# A challenge for the VFD experts



## Electrorecycler (Apr 3, 2013)

So here's the challenge I face. We were awarded a tender to take a community public works buildings, office and workshop, completely off-grid. This is nothing new for us, we specialize in off-grid power systems and install them all over Ontario. This particular system is a large, robust off-grid system capable of 18kw @ 240VAC and can handle surge loads of up to 36kw for 5 seconds. It's powered by 20.8kw of solar, a 12kw prime generator and a 2460ah battery bank. This system can handle anything except, it seems, their 5hp 240V single phase air compressor motor. It takes the system down within 1 to 2 seconds of trying to start. I have tried a soft-starter to no avail.

After considerable research into this motor, it's starting current is borderline too high for this system with other loads present. WEG DP005102. FLA = 21A, LRA = 136.5A (32.8kw!), Locked Rotor Time = 6s

My question is; does anyone feel that a single phase VFD would solve this problem? Would a VFD be capable of ramping this motor up to speed while remaining at a reasonable current or am I barking up the wrong tree and should just be telling the customer to buy a smaller compressor? Any feedback would be appreciated!


----------



## gpop (May 14, 2018)

look for the un-loader valve it may be in the pressure switch. Hold that down and try to start the compressor. Once you think the motor is up to full speed release the un-loader. (take amp readings while you are doing this test).

If that reduces the load to the point where the motor can get up to speed then a simple timing relay and solenoid would be your best bet.


----------



## wiz1997 (Mar 30, 2021)

Here is one of many articles about using a VFD as a soft start and how it differs from an actual soft starter.

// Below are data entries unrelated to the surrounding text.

PR #253, opened 2022-04-21
Nested builder support

ijackson:
This builds on the codegen #245 to provide the ability to sensibly nest structs with builders.  With this, our code in Arti can do this:

```
#[derive(Clone, Builder, Debug, Eq, PartialEq, AsRef)]
#[builder(build_fn(error = "ConfigBuildError"))]
#[builder(derive(Deserialize))]
pub struct TorClientConfig {
    /// Information about the Tor network we want to connect to.
    #[builder(sub_builder)]
    tor_network: dir::NetworkConfig,
```

with the result that:

 * `TorClientConfigBuilder` contains a `NetworkConfigBuilder`.
 * Callers can do things like `tor_client_config_builder.tor_network().fallback_caches(...)`
 * There is no need for anyone to write out the `.build()` calls for the sub-structures.  `tor_client_config_builder.build()` does it.
 * `impl TorClientConfigBuilder { pub fn tor_network(&mut self) -> &mut NetworkConfigBuilder { ... } }` can now be autogenerated rather than our current handwritten methods

`sub_builder` changes defaults for the contained field type and how to construct the target field, but you can still override them with the features from #245 

I guess you will have some opinions about the shape of the field attribute syntax...

Thanks again for your attention!


TedDriggs:
Can you file an issue for this proposal?

I'd like to better understand the use-case and available alternatives before reviewing a particular implementation.

ijackson:
> I'm going to take a closer look at the usage of `sub_builder` in `arti`. 

Thanks.

One thing you might want to look at is the art MR I just made where I am trying to sort out our config API for "list-like" config fields.  Some of these are plain values, and some are themselves things with builders.

Here's the macro_rules I currently have to help drive sub_builder:

https://gitlab.torproject.org/tpo/core/arti/-/blob/06e51f63843b83506543f7055f220cb4ff0b2538/crates/tor-config/src/list_builder.rs

I think this could usefully be done by a proc macro, perhaps in derive_builder, but it has quite a large API surface.


> > I think this is a thing one would only do if there were compelling reasons why the "inner" macro couldn't be modified to add the desired features.
> 
> `serde` has to deal with this, and does so by having some low-level hooks such as `with` and then having other crates like `serde_with` or the one for location tracking of errors that callers can use to get additional functionality.

Yes.  However, of course, `serde` is already very complicated and is much more at risk of becoming an incoherent pile of random and badly-interoperating features than `derive_builder` is.

I found the fact that the proc_macro code in #253 is so small quite encouraging.

> I still have a vague sense that this is too focused on the specific sub-builder use-case,

Well, the `sub_builder` attribute that I add in my MR is of course precisely focused on that.  But it's just a shorthand for a longer set of attributes, and avoids repetition there.  I think it's appropriate for a macro package like derive_builder to have convenience affordances for common patterns.

But I guess maybe you are also looking at the new error type I introduced.  You're right that it is quite specific to the sub-builder case.  Possibly it would be better to separate out the functions of "error occurred in a particular field" and "error was a sub-builder error" - but IME flat error conversion hierarchies are normally easier to work with than repeated conversions.

So having a specific error for precisely "sub builder for field failed" doesn't seem too bad.  The logical conclusion of this argument is is that if derive_builder grew built-in support for `Option<Vec<ItemBuilder>>` like I have in my macro_rules, there would be a specific error precisely for "sub builder for entry in list in field failed", containing both the field name and the index.

> I wonder if there's a pattern around "builder attempts to initialize field within a try-block, then adds field name if error is emitted."

That sounds like a reasonable feature to me.  But there are of course *two* needless occurrences of the field name in the "just use `#[builder(field(...))]` approach: the one in the error handling, and the one for the sub-field in the outer builder (ie, the input value).

> I do have a fairly strong dislike for the fact that `field(build = "...")` embeds the field name - it's consistent with how the crate previously used blocks in attribute arguments, but this could potentially have been avoided if that took a path and called that function on the field rather than having the caller specify the field name.

`field(build = )` lets one make an output field out of multiple input fields.  ISTM that there are all sorts of reasons why that might be useful, (particularly in cases where one is trying to do some kind of backward compatibilty).  It's the fully general escape hatch which one ought only to use if absolutely necessary.

-----

Anyway, thanks for your consideration.  FYI, currently arti is using a git dependency for derive_builder.  We can't release in that state, so it is possible that we may need to upload a fork of derive_builder to crates.io.  My colleagues are not particularly worried about the implications of having a pet fork of derive_builder, but I would very much like to avoid it.

PR #258, opened 2022-07-20
Feature/post build operation

marlon-sousa:
In this pr, we suggest a new feature, in form of the post_build attribute added to build_fn.

For functional details, please refer to #259 .

## Technical implementation

This PR implement following changes:

1. A post_build attribute is created as a valid attribute on build_fn attribute.
2. The builder function code is modified to:

    * Build the target struct and assign it to a variable called res. If a post build fn is provided, the variable is mutable, otherwise it is immutable.
    * If a post_build fn is provided, call it passing the &mut reference to the target struct.
    * Convert errors from the post build function to a instance of the PostBuildError enumeration
    * If post_build fn succeeds *** or if no post_build fn is provided, return ok(res), where res is the variable holding the built struct.
3. A PostBuildError type is provided
4. Generate, for the auto generated error, a conversion from PostBuildError to the PostBuildError variant of the auto generated error.
5. Provide documentation and examples.

For reviewers: please bear in mind that this is my first contribution to a macro crate, so I might have missed something. I know for sure that the compile fail test is not right, as I had no way of running it *** I tried to look for instruction on the documentation but I did not find anything.

Special care was taken not to cause api breaking changes: only if one uses build_fn and custom errors together should them change the impls on the customer error to include a From<PostBuildError> implementation.

### DIFF
--- a/derive_builder/examples/post_build.rs
+++ b/derive_builder/examples/post_build.rs
@@ -1,0 +1,124 @@
+// some times, one or more fields of your struct need to be built according to other field's values
+// may be you have a layout which needs tpo know all other field's values to be built, or that you have some field that needs to be calculated only once for the struct
+// and you don't want to recalculate it every time one of the fields are set in the builder
+// There are several situations in which a post build event might be useful.
+// 1. You might have a field which needs to be calculated when the struct is built, but deppends on several other field values to calculate.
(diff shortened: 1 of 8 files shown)


TedDriggs:
Per [this comment](https://github.com/colin-kiegel/rust-derive-builder/issues/259#issuecomment-1196076619), this additional option solves a problem for which this crate already has a solution.

Issue #223, opened 2022-02-06
Generate `builder` method on the target struct


stoically:
I'm almost always adding a `builder` method to the target struct, like e.g.

```rust
#[derive(Debug, Builder)]
struct Something {
  field: String,
}

impl Something {
  pub fn builder() -> SomethingBuilder {
    Default::default()
  }
}
```

Would be useful to have derive-builder generate it for me.

TedDriggs:
This is discussed [here](https://github.com/colin-kiegel/rust-derive-builder/issues/170#issuecomment-665087279); given the relatively small savings, and the impact on how the struct will present in documentation, I’m disinclined to add it.

stoically:
Thanks for the pointer. I guess that makes sense. Tho the idea to have an attribute for `#[builder()]` might be nice. Maybe something like `builder_fn`.

Issue #170, opened 2020-07-28
Create Builder from instance ( to_builder() )


mseravalli:
Add the possibility of creating a builder from an instance with `to_builder()` so that we can create new instances from an existing one.

```rust
#[derive(Builder)]
struct Lorem {
    ipsum: i32,
    dolor: i32,
}

fn do_smth() ... {
    ...
    let lorem = LoremBuilder::default().ipsum(42).dolor(0).build()?;
    let more_dolor = lorem.to_builder().dolor(1).build()?;
    ...
}
```

TedDriggs:
This is something I frequently add to my own structs, but I usually just do it with my own `impl` block since the code required is pretty short:

```rust
pub fn builder() -> LoremBuilder {
    LoremBuilder::default()
}
```

We did previously agree that we'd add it as `builder` if we added the inherent method for the caller.

# Points For
1. It's a very common ergonomic choice for calling crate offers to provide this.

# Points Against
1. If the crate auto-generates this, it will be in its own `impl` block. That shows up in the generated documentation, which some people don't like.
2. This code basically never changes: Unlike many of the builder internals, this stays the same when the fields of the builder change. That makes the time savings and correctness wins of the code generation smaller.

If we do add it, it'll need to be opt-in. What would you call in the `#[builder(...)]` attribute?

mseravalli:
Thanks for the fast answer, but, if I understand it correctly, the proposed solution does not copy the current existing values of the instance, right?
I was thinking about a solution for easily duplicating an instance and maybe overwrite a single attribute. Something like

```rust
struct Lorem {
    ipsum: i32,
    dolor: i32,
}

pub fn builder(&self) -> LoremBuilder {
    LoremBuilder::default().ipsum(self.ipsum).dolor(self.dolor)
}
```

This would be helpful in structs with many attributes. Additionally, it would allow to use immutable structs and whenever we need to perform a change we create a new one. Yes, it might not be the perfect approach, but in some contexts it might make sense.

TedDriggs:
Ah, I misunderstood. I think the more idiomatic way to express that in Rust would be `impl From<Lorem> for LoremBuilder { ... }`, but I've never seen that in any other crate's builders - or in the builders exposed by the standard library. Can you point to some examples of this in other Rust code please?

mseravalli:
[...]

Issue #73, opened 2017-04-11
Optionally expose a static Target::builder() -> TargetBuilder method


TedDriggs:
Proposal: On the type where `#[derive(Builder)]` is present, generate an inherent `impl` block for that type which defines a new `builder` method. This has a couple usability perks:

1. The caller doesn't have to import the type and the builder separately.
1. The call is shorter: `RequestOptions::builder()` vs. `RequestOptionsBuilder::default()`

colin-kiegel:
Interesting proposal. :-)
This is closely related to generating a customizable constructor `FooBuilder::new` #69.
cc @faern

Important questions are:
- would the behaviour be the same as in #69?
  - is it opt-in or opt-out?
  - should we offer `skip` / `name` / `private` attributes?
- would it exist in parallel with `FooBuilder::new`? How should we then namespace the settings?
  - `#[builder(constructor(static))]` vs `#[builder(constructor)]`?
    E.g. skipping both `#[builder(constructor(static(skip), skip))]`
  - `#[builder(static_constructor)]` vs `#[builder(constructor)]`?
    E.g. skipping both `#[builder(static_constructor(skip), constructor(skip))]`

A general note on both constructor proposals: If a user of `derive_builder` adds a default value to a previously required field, that would change the signature of every constructor which takes required fields in their signature. I.e. _adding_ default values would be a breaking change for every user of `derive_builder`. We should give a clear hint in the documentation about that and encourage library authors to write short unit tests for their builder API.

colin-kiegel:
My spontaneous tendency would be
- offer both, with namespaced settings like `#[builder(static_constructor)]` and `#[builder(constructor)]`
- make both opt-**out** (i.e. on by default)

faern:
Where does the name `static_constructor` come from? All constructor are static methods on a type. `FooBuilder::default()` is also a static method / constructor.

What need does this `Target::builder()` method fulfill that is currently not supported? To me it sounds like added sugar. Personally I think it's a higher priority to nail the design with infallible build + `TargetBuilder::new` constructor + structured errors + custom validation, which all add important features and might be hard to design nicely.

Con: Occupies a method name on the target type, we otherwise don't touch the target type(?)

colin-kiegel:
[...]

Issue #69, opened 2017-04-09
generate a (customizable) constructor


colin-kiegel:
Currently all builder structs implement the `Default` trait. Using the `Default` trait is the proposed way to create a new builder instance right now.

As mentioned in [this comment](https://github.com/colin-kiegel/rust-derive-builder/issues/56#issuecomment-292799381) by @faern it would be nice to have a dedicated constructor. We could make the identifier customizable (defaulting to `new`) and we could offer opting out of generating a constructor.

Possible API
- `#[builder(constructor(name="brand_new", ...))]`
- `#[builder(new(name="foo", private, ...))]`
- ...

Questions:
- should we offer renaming the constructor?
- should we offer to make the constructor private? (such that it can be wrapped - for easier re-ordering, or 
 something else)?
- how should we namespace these settings?

# Outlook

This could allow better support for infallible build methods #56, if the build method would already take all required values (`new(a, b)` instead of `new().a(a).b(b)`).

Limitations:
- the order of required fields in the constructor signature would most likely be identical with the order of fields. I would not like to offer an API for reordering fields, or something similar. In certain edge cases you might need implement the constructor manually - which will always be possible of course.

faern:
I like the `#[builder(constructor(...))]` approach better than `#[builder(new(...))]`, since constructor is a more correct name for the type of function, whereas "new" usually is the name of the function.

I think starting out simple can be desirable, not possible to rename the constructor and not possible to reorder fields.

Are you thinking that if one ask to get a constructor generated for them, it automatically takes all required fields as arguments, or would the default be to just work like how `default` works today?

colin-kiegel:
Ok, I also like `#[builder(constructor(...))]`, but just wanted to ask the question, especially since it's a bit longish.

Yes, starting simple is a valid option. But I don't think I would ever support reordering fields - just wanted to make that clear upfront.

Yes IMO the constructor should always take all required fields (those that don't have a default). This behaviour would be completely independent of fallible/infallible choice. This has the advantage that method signatures are somewhat more consistent across different derived builders. The new function would always tell you the required fields. If you then opt into infallible build methods and you do have required fields, then the `Default` trait would not be implemented anymore and the signature of the build method would change.

Does that make sense? :-)

faern:
I agree with never supporting field reorders. Then one can just reorder the fields of their struct instead to get that result.

[...]

PR #265, opened 2022-10-19
Added builder() fn for the original struct which returns the actual builder

alexzanderr:
Hello.

Love your crate, thanks for the code.

Here I've added just a simple `builder()` function for the original struct, this is a small PR, but I really want that change in the original crate, to not make wrappers.

What I've changed in this PR:
- added `builder()` function for the original struct to create a new builder from the original struct. Example:
```rust
fn main() {
    // create a new `ChannelBuilder` using `builder` fn from the `Channel` struct
    let ch = Channel::builder()
        .special_info(42u8)
        .token(19_124)
        .build()
        .unwrap();
    println!("{:#?}", ch);
}
```
Note the `Channel::builder()`, wasn't before.
- added a rustfmt.toml, assuming that you didnt have formatting configured, mine is configured and I dont want to mess your code formatting
- added some things to ignore in .gitignore, cuz I'm using a Makefile and maybe you dont use
- added `builder_function_for_the_struct.rs` example to test the usage of the `builder()` fn

Additional notes:
- there is nothing to test, since its a simple wrapper function 

Thats it. I assuming that you won't like the code structure, it didnt follow your pattern, we'll see.
In the first place I tried to add the changes to the `to_tokens` function, but I realised that this function doesnt get `ast: syn::DeriveInput` as parameter and also `Builder` struct has no fields with `ast`, has everything except the name of the original struct. I really needed the name of the struct, the name of struct wasn't defined in the `to_tokens` function, so I made a separate method for `Builder` to call from the macro.

Anyway, I'm open to code suggestions if you dont like it.

Thanks.

### DIFF
--- a/derive_builder/examples/builder_function_for_the_struct.rs
+++ b/derive_builder/examples/builder_function_for_the_struct.rs
@@ -1,0 +1,24 @@
+// NOTE: generate fully expanded version with `cargo expand`.
+//
+//       cargo expand --example new_builder_function
+#![allow(dead_code)]
+
+#[macro_use]
+extern crate derive_builder;
+
+#[derive(Default, Builder, Debug)]
+#[builder(setter(into))]
+struct Channel {
+    token: i32,
+    special_info: i32,
+}
+
+fn main() {
+    // create a new `ChannelBuilder` using `builder` fn from the `Channel` struct
+    let ch = Channel::builder()
+        .special_info(42u8)
+        .token(19_124)
+        .build()
+        .unwrap();
+    println!("{:#?}", ch);
+}
--- a/derive_builder_core/src/builder.rs
+++ b/derive_builder_core/src/builder.rs
@@ -140,6 +140,48 @@ pub struct Builder<'a> {
     pub std: bool,
 }
 
+impl<'a> Builder<'a> {
+    #[doc = "
+        adding builder() fn on the original struct
+        ```rust
+        impl <original_struct> {
+         pub fn builder() -> <original_struct>Builder  {
+             <original_struct>Builder::default()
+         }
+        }
+        ```
+        Why ?
+        Because sometimes @alexzanderr likes to call the builder like this:
+        ```rust
+            let ch = Channel::builder()
+            .special_info(42u8)
+            .token(19_124)
+            .build()
+            .unwrap();
+        ```
+        Note the `Channel::builder()`, it generates the builder from the original struct.
+    "]
+    pub fn add_builder_fn_to_struct(&self, ast: &syn::DeriveInput) -> TokenStream {
+        // name of the original struct
+        let struct_name_ident = &ast.ident;
+        // name of the builder for the original struct
+        let builder_name_ident = &self.ident;
+
+        // rust source code
+        let expanded = quote! {
+            /// This returns a new builder for the original struct
+            impl #struct_name_ident {
+                pub fn builder() -> #builder_name_ident {
+                    #builder_name_ident::default()
+                }
+            }
+        };
+
+        // this token stream is appended in in `builder_for_struct`
+        TokenStream::from(expanded)
+    }
+}
+
 impl<'a> ToTokens for Builder<'a> {
     fn to_tokens(&self, tokens: &mut TokenStream) {
         if self.enabled {
--- a/derive_builder_core/src/lib.rs
+++ b/derive_builder_core/src/lib.rs
@@ -86,5 +86,8 @@ pub fn builder_for_struct(ast: syn::DeriveInput) -> proc_macro2::TokenStream {
 
     builder.push_build_fn(build_fn);
 
-    quote!(#builder)
+    // adds pub fn builder() to original struct
+    let extra_builder_fn = builder.add_builder_fn_to_struct(&ast);
+
+    quote!(#builder #extra_builder_fn)
 }
--- a/.gitignore
+++ b/.gitignore
@@ -1,3 +1,5 @@
 /rls
 target
 Cargo.lock
+
+Makefile


derive_builder_core/src/lib.rs
```diff
@@ -86,5 +86,8 @@ pub fn builder_for_struct(ast: syn::DeriveInput) -> proc_macro2::TokenStream {
 
     builder.push_build_fn(build_fn);
 
-    quote!(#builder)
+    // adds pub fn builder() to original struct
+    let extra_builder_fn = builder.add_builder_fn_to_struct(&ast);
+
+    quote!(#builder #extra_builder_fn)
```
TedDriggs, line 92: This absolutely must not be added as on-by-default; doing so would break any existing code that manually added an inherent method called `builder`.

There would need to be a new field on `macro_options::darling_opts::Builder` to opt into this behavior; either a `Flag`, or an `Option<Ident>` to allow overriding the name would suffice.

That added field would also be cross-checked against the `custom_constructor` field to produce a precise and helpful error message if the two had incompatible settings (this is described in more detail in another review comment)

derive_builder_core/src/builder.rs
```diff
@@ -140,6 +140,48 @@ pub struct Builder<'a> {
...
+        let struct_name_ident = &ast.ident;
+        // name of the builder for the original struct
+        let builder_name_ident = &self.ident;
+
+        // rust source code
+        let expanded = quote! {
+            /// This returns a new builder for the original struct
+            impl #struct_name_ident {
+                pub fn builder() -> #builder_name_ident {
+                    #builder_name_ident::default()
```
TedDriggs, line 175: This should be using the standard from elsewhere in the crate of addressing the `default` method; see [this line](https://github.com/colin-kiegel/rust-derive-builder/blob/master/derive_builder_core/src/default_expression.rs#L33) for the right way to do that.

If this isn't done, a builder struct with an inherent method named `default` would run the wrong method here, as explained in The Book [here](https://web.mit.edu/rust-lang_v1.25/arch/amd64_ubuntu1404/share/doc/rust/html/book/first-edition/ufcs.html).

derive_builder/examples/builder_function_for_the_struct.rs
```diff
@@ -0,0 +1,24 @@
...
+#[derive(Default, Builder, Debug)]
+#[builder(setter(into))]
+struct Channel {
+    token: i32,
+    special_info: i32,
+}
+
+fn main() {
+    // create a new `ChannelBuilder` using `builder` fn from the `Channel` struct
+    let ch = Channel::builder()
```
TedDriggs, line 18: Thanks for including an example with this!

TedDriggs (changes requested):
Thank you for submitting a PR - `derive_builder` relies on its community to keep it going, and I appreciate the time you put into this.

The proposal of adding a method to the deriving struct has been discussed before, first in #73, then in #170, and again in #223. At the time, I noted in [this comment](https://github.com/colin-kiegel/rust-derive-builder/issues/170#issuecomment-665087279) that there are good reasons to want such a method - it makes `use` statements cleaner, improves builder discoverability, and makes the final code read more nicely.

That said, I felt then and still feel today that there is a stronger case _against_ `derive_builder` generating such a method itself.

* It messes up the documentation of the deriving struct by adding another `impl` block
* The code savings are very small, since the body of the method never needs to change

Since my original message, the increased interest in infallible builders through `custom_constructor` adds another reason not to implement this. We decided in #69 not to generate custom constructors which take arguments, with the stated workaround being to hand-write the constructor method which then feeds into a builder. I think the rationale there holds true here.

I'm inclined to close this PR, but since you put the time in to write it, I have still given it a full review. If we change our mind on this in the future, your work will provide a blueprint for how we might go about implementing this.

alexzanderr:
Thanks a lot for the response!

I will try to apply the all of the above suggestions and I will come back with updates on this PR or a make new PR.

derive_builder/examples/builder_function_for_the_struct.rs
alexzanderr: at least thats the only thing good in this PR 😅

TedDriggs:
> I will try to apply the all of the above suggestions and I will come back with updates on this PR or a make new PR.

Please note that addressing the review comments won't address the larger objections raised [here](https://github.com/colin-kiegel/rust-derive-builder/pull/265#pullrequestreview-1147489685) and in #170, so I still wouldn't anticipate this functionality being merged.

alexzanderr:
Sure I see your point.

But if I fix all the review problems and try to make this work without any problems and without any messes, would you approve it?

I mean, there is a big IF.

But woulnd't you approve it if hypothetically I can make this work?

TedDriggs:
> But if I fix all the review problems and try to make this work without any problems and without any messes, would you approve it?

Unlikely. The problems noted in #73 aren't something that _any_ implementation can fix; there's simply no way to make this an option of the derive-macro and avoid this method being in a second `impl` block, which messes up the docs for the deriving type. And - as discussed in #170 - it's not clear what we'd name the flag for something like this.

derive_builder_core/src/builder.rs
```diff
@@ -140,6 +140,48 @@ pub struct Builder<'a> {
...
+                }
+            }
+        };
+
+        // this token stream is appended in in `builder_for_struct`
```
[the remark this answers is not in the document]
alexzanderr: you are saying that rust-analyzer will add those comments alongside your actual references objects when running `find all refs` command inside your code editor/IDE.

so for the user developer those comments will be garbadge data? right?

question: is that why in all serious rust crates I've never seen a single comment? and also thats why your crate doesnt have any comments?

if so: but man, we need to document our code, how do you know what it does if you come over the code after 1 year without scratching your head off?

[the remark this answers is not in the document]
TedDriggs: I can't speak to why every crate behaves a certain way, and there are plenty of examples of comments in this crate ([example](https://github.com/colin-kiegel/rust-derive-builder/blob/master/derive_builder_core/src/initializer.rs)).

My tendency is to document the _outside_ of something if - when I come back to the code after some time away - I find myself confused about what the body of that thing is doing. That approach tends to have two positive effects:
1. I know which pieces of the code need further explanation; this can be hard to determine immediately after writing the code
2. The comment is unlikely to become stale without the person changing the file seeing the comment. Stale comments are worse than no comments because they can cause people to question the comments they do see in the codebase.

PR #275, opened 2022-11-22
Add #[builder(crate = "...")] for re-export scenarios

### LINKED ISSUE #274: Support re-export of derive_builder
## Background

[parol](https://github.com/jsinger67/parol) generates code that has several external crates, including derive_builder. And, [parol_runtime](https://github.com/jsinger67/parol_runtime) re-exports the crates for ease of use.

## Problem

I know `derive_builder` doesn't support crate renaming, but it also seems not to support re-exporting.
So we need a user-confusing workaround in `lib.rs` or `main.rs` as below:

```rust
use parol_runtime::derive_builder;
```

## Solution

Replace `::derive_builder" with "derive_builder" in generated code.

It may break projects in Rust 2015 edition, and we may need a feature toggle for this behavior.

TedDriggs:
This branch adds a new struct-level field which overrides the default crate path. This enables crates to re-export `derive_builder::Builder` and avoid any direct dependency on `derive_builder` in their downstreams.

Fixes #274


TedDriggs:
The compiletest error here is legitimate; we seem to have lost a span on the custom error in this change, and I'm not sure where yet. That needs to be addressed before this can be merged.

derive_builder_core/src/initializer.rs
```diff
@@ -155,54 +166,66 @@ pub enum FieldConversion<'a> {
...
+            MatchNone::ReturnError {
+                ref field_name,
+                ref span,
+                crate_root,
+            } => {
                 let conv_span = span.unwrap_or_else(Span::call_site);
-                let err_conv = quote_spanned!(conv_span => ::derive_builder::export::core::convert::Into::into(
-                    ::derive_builder::UninitializedFieldError::from(#field_name)
+                let err_conv = quote_spanned!(conv_span => #crate_root::export::core::convert::Into::into(
+                    #crate_root::UninitializedFieldError::from(#field_name)
```
TedDriggs, line 205: I'm not sure why yet, but this seems to be the problem. Changing `#crate_root` back to a hardcoded value fixes the error span that's failing the compiletest.

TedDriggs:
@ryo33 can you test this out using a git dependency and let me know how it goes?

ryo33:
@TedDriggs All worked well. Thank you!

PR #297, opened 2023-08-23
bump pretty_assertions to 1.2.1

alexanderkjall:
ref: https://salsa.debian.org/rust-team/debcargo-conf/-/blob/master/src/derive-builder-core/debian/patches/relax-dev-deps.diff


TedDriggs:
Can you try rebasing this? I think that will fix the one CI failure, and I can then get this merged.

alexanderkjall:
done :)

PR #178, opened 2023-04-27
chore: setup dev ci cd

ThomasRalee:


bootstrapEnv.js
```diff
@@ -0,0 +1,21 @@
+const fs = require('fs')
```
bangjelkoski, line 1: Let's move this file to the `etc` folder

.github/workflows/stable.yaml
```diff
@@ -0,0 +1,42 @@
+name: Publish stable
+
+on:
+  push:
+    branches:
+      - disabled
```
bangjelkoski, line 6: Why are you disabling it for now?

bangjelkoski (changes requested):

bangjelkoski (approved):

PR #179, opened 2023-04-29
chore: updateMetamaskNetwork helper function

shane-moore:


packages/wallet-ts/src/utils/wallets/metamask/Metamask.ts
```diff
@@ -17,3 +19,22 @@ export const getEthersProviderFromMetamask = async () => {
...
+      mustBeMetaMask: true,
+    })) as Eip1993ProviderWithMetamask
+
+    if (!provider) {
+      throw new WalletException(new Error('Please install Metamask Extension'))
+    }
+
+    await provider.request({
+      method: 'wallet_switchEthereumChain',
+      params: [{ chainId: `0x${chainId}` }],
```
bangjelkoski, line 35: This is not always true tho, it will work for us fine because we are always using `1` and `5` as chainIds, but let's say we want to switch to Kovan (or Arbitrum), Kovan is `42` and in hex its `2A`

bangjelkoski: Also, we should have a `return await` here

bangjelkoski (changes requested):

bangjelkoski (approved):

PR #207, opened 2023-06-29
Added STINJ token

peterwilli:
I added it as per https://github.com/InjectiveLabs/injective-ts/blob/master/packages/token-metadata/CONTRIBUTING.md

But I have no idea if I did it right, is there a way to test this?


packages/token-metadata/src/tokens/tokens/tokens.ts
```diff
@@ -562,6 +562,20 @@ export default {
...
 
+  STINJ: {
+    name: 'Stride Staked Injective',
+    symbol: 'STINJ',
+    decimals: 18,
+    logo: 'stinj.png',
+    coinGeckoId: 'stride-staked-injective',
+
+    cw20: {
+      decimals: 8,
```
bangjelkoski, line 573: Are you sure that the CW20 version has 8 decimals?

bangjelkoski (changes requested):

packages/token-metadata/src/tokens/tokens/tokens.ts
peterwilli: Honestly? Not sure. I copied it from the other cw20 files. I didn't know where to find it.

bangjelkoski: What're the decimals that the CW20 contract has? I think it should be 18, the same as the native INJ.

peterwilli: Where can I find this? I tried looking for it at: https://www.mintscan.io/injective/account/inj10fd06xl4q6jp9qlhemvm6ymmm83ppj2g8rzquw

peterwilli:
There's also aother potential thing we need to add, but I'm not sure how to get that either:

image

The stinj appears as a ibc token in the balance section in Injective Hub. But I'm really not sure where to find the right parameters to that (new to adding cosmos params). I found other contracts refering to IBC like [here](https://github.com/InjectiveLabs/injective-ts/blob/8241c1b143aa96fd6f961b3e4c75e0888c2c7998/packages/token-metadata/src/tokens/tokens/tokens.ts#L658).

peterwilli:
> Can you give me the denom of the stINJ?

Is that the full length of that IBC thing in the screenshot? If so, it says `ibc/AC87717EA002B0123B10A05063E69BCA274BA2C44D842AEEB41558D2856DCE93`

bangjelkoski:
```
chore: minor yarn (bangjelkoski)
@injectivelabs/bridge-ts: 1.12.0-beta.32
@injectivelabs/sdk-ts: 1.12.0-beta.29
@injectivelabs/sdk-ui-ts: 1.12.0-beta.30
@injectivelabs/token-metadata: 1.12.0-beta.17
@injectivelabs/wallet-ts: 1.12.0-beta.30
```

I've added the token meta. We'll update the products soon.

peterwilli:
Wow nice, thank you!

VFDs for Soft-Starting: Not Glamorous, but Necessary - EMA Inc.


----------



## backstay (Feb 3, 2011)

Just in my limited experience, your two parallel 9kW inverters are only capable of starting a 2 hp motor. You have a long way to go to get to 5 hp.


----------



## 460 Delta (May 9, 2018)

This is a long shot indeed, but some more capacitance in the start circuit, [hard start kit] may help.
If you are going to go with a VFD, swap in a 3 phase motor also to take full advantage of the drives capabilities.


----------



## gpop (May 14, 2018)

Starting any 5hp will be a pain even with no load (worth testing to see if that's even possible). Add the worst load you can find which would be a compressor just makes it even more challenging.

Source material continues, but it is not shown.